- _The problem_:
Please report every line of the listing below that has the word "zones" in it.

- _Source data_:
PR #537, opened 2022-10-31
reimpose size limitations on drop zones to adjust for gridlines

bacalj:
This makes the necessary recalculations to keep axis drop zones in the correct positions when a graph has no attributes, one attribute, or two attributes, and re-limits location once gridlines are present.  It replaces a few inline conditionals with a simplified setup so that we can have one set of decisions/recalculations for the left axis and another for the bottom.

- _Written response_:
reimpose size limitations on drop zones to adjust for gridlines
This makes the necessary recalculations to keep axis drop zones in the correct positions when a graph has no attributes, one attribute, or two attributes, and re-limits location once gridlines are present.  It replaces a few inline conditionals with a simplified setup so that we can have one set of decisions/recalculations for the left axis and another for the bottom.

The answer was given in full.